In this case, you can get the VariableScope of the caller, and get any live information from it. In this case, you can tell that the method was called from inside a block, what the locals inside the block contain, and what block contexts exist up to the method root. This is extremely powerful, and gives you a level of introspection into a running Ruby program heretofore not possible (or very difficult). Better yet, the existence of this feature doesn't slow down the rest of the program, because Rubinius uses it internally for common Ruby functionality like the implementation of private and protected.

Implementing caller_locals

Now that we understand the VariableScope object, what if we want to print out a list of all of the local variables in the caller of a method.

def main
  a = "Hello"

  [1,2,3].each do |b|
    say_hello do
      puts "#{a}: #{b}"
    end
  end
end

def say_hello
  # this isn't working as we expect, and we want to look at
  # the local variables of the calling method to see what's
  # going on
  yield
ensure
  puts "Goodbye"
end

Let's implement a method called caller_locals which will give us all of the local variables in the calling method. We will not be able to use VariableScope.of_sender, since that only goes one level back, and since we will implement caller_locals in Ruby, we will need to go two levels back.
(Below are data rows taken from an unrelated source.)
PR #160, opened 2016-10-11
[merged] Cleanup handling of Overlay2 file systems

rhatdan:


rhatdan:
@rhvgoyal PTAL

docker-storage-setup.sh
```diff
@@ -1,7 +1,7 @@
 #!/bin/bash
 
 #--
-# Copyright 2014-2015 Red Hat, Inc.
+# Copyright 2014-2016 Red Hat, Inc.
```
rhvgoyal: Should we update existing line or add another one for 2016. I am not sure typically what's the convention.

docker-storage-setup.sh
```diff
@@ -240,12 +236,8 @@ write_storage_config_file () {
...
       return 1
     fi
-  elif [ "$STORAGE_DRIVER" == "overlay" ];then
-    if ! storage_options=$(get_overlay_config_options); then
-      return 1
-    fi
-  elif [ "$STORAGE_DRIVER" == "overlay2" ];then
-    if ! storage_options=$(get_overlay2_config_options); then
+  else
+    if ! storage_options=$(get_config_options $STORAGE_DRIVER); then
```
rhvgoyal: This seems to be partial cleanup. We have another function get_devicemapper_config_options() and get_config_options() seems to imply that it works for all graph drivers.

So either create get_config_options() which works for all graph drivers, or rename this function to something which represents that this is overlay specific.

docker-storage-setup.sh
```diff
@@ -895,8 +883,8 @@ setup_storage() {
   # Set up lvm thin pool LV
   if [ "$STORAGE_DRIVER" == "devicemapper" ]; then
     setup_lvm_thin_pool
-  elif [[ "$STORAGE_DRIVER" == "overlay" || "$STORAGE_DRIVER" == "overlay2" ]];then
-    setup_overlay
+  else
```
rhvgoyal: I liked that original elif condition. That is we write config file only if graph driver is overlay or overlay2. Now we are putting blindly in else loop so it will be true for any value other than devicemapper. While it is true as of now, it might not be true in future when we support more graph drivers.

rhatdan: I look at the devicemapper as the one off and everything else uses the generic code. At least that was what I was going for.  If we add more graphdrivers, then either they can use the default or we make a graphdriver specific patch.

docker-storage-setup.sh
```diff
@@ -940,30 +927,32 @@ if [ -e /etc/sysconfig/docker-storage-setup ]; then
...
-# Read mounts
-ROOT_DEV=$( awk '$2 ~ /^\/$/ && $1 !~ /rootfs/ { print $1 }' /proc/mounts )
-if ! ROOT_VG=$(lvs --noheadings -o vg_name $ROOT_DEV 2>/dev/null);then
-  Info "Volume group backing root filesystem could not be determined"
-  ROOT_VG=
-else
-  ROOT_VG=$(echo $ROOT_VG | sed -e 's/^ *//' -e 's/ *$//')
-fi
+if [ "$STORAGE_DRIVER" == "devicemapper" ]; then
+    # Read mounts
```
rhvgoyal: There are bunch of functionalities this script does which can be independent of driver. For example, growing pvs, growing rootfs, adding devices to volume group etc.

I am especially worried about the use case of growing pv, and rootfs with atomic image in cloud. I would say that let us keep all this in a separate PR and discuss there what can we do.

I think proper solution to this issue is to move all this growing root functionality out of docker-sotrage-setup (may be in cloud-init) and then dss is only responsible for setting up storage for docker and things will become easy.

For now, If you can just retain overlay cleanup related changes, that would be fine.

rhatdan:
@rhvgoyal Only changed Overlay code.

rhvgoyal:
LGTM

rhvgoyal:
@rh-atomic-bot r+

Thankfully, Rubinius::VM.backtrace has the information we need.

Rubinius::VM.backtrace takes two parameters. The first is the number of levels back to start from. In this case we want to start two levels back (the caller will be the say_hello method, and we want its caller). The second parameter indicates whether the Location objects should contain the VariableScope, which is what we want.

NOTE: Yes, you read that right. In Rubinius, you can obtain a properly object-oriented backtrace object, where each entry is a Location object. Check out kernel/common/location.rb to see the definition of the class.

In this case, if we pass true, to Rubinius::VM.backtrace, each Location will have a method called variables, which is a Rubinus::VariableScope object.

def caller_locals
  variables = Rubinius::VM.backtrace(2, true).first.variables
end

The next thing you need to know is that each block in a method has its own VariableScope and a parent pointing at the VariableScope for the parent block.

Each VariableScope also has a pointer to its method, an object that, among other things, keeps a list of the local variable names. These lists are both ordered the same.

To collect up the locals from the caller, we will walk this chain of VariableScope objects until we get nil.

def caller_locals
  variables = Rubinius::VM.backtrace(2, true).first.variables

  locals = []

  while variables
    names  = variables.method.local_names
    values = variables.locals

    locals << Hash[*names.zip(values).flatten]
    variables = variables.parent
  end

  locals
end

This will return an Array of local variable Hashes, starting from the caller's direct scope and working up to the method body itself. Let's change the original method to use caller_locals:

def say_hello
  # this isn't working as we expect, and we want to look at
  # the local variables of the calling method to see what's
  # going on. Let's use caller_locals.
  p caller_locals
  yield
ensure
  puts "Goodbye"
end

If we run the program now, the output will be:

[{:b=>1}, {:a=>"Hello"}]
Goodbye
[{:b=>2}, {:a=>"Hello"}]
Goodbye
[{:b=>3}, {:a=>"Hello"}]
Goodbye

This is just the tip of the iceberg of what is possible because of Rubinius' architecture. To be clear, these features are not accidents; because so much of Rubinius (including things like backtraces), it is forced to expose details of the internals to normal Ruby program. And because the Rubinius kernel is real Ruby (and not some kind of special Ruby subset), anything that works in the kernel will work in your Ruby code as well.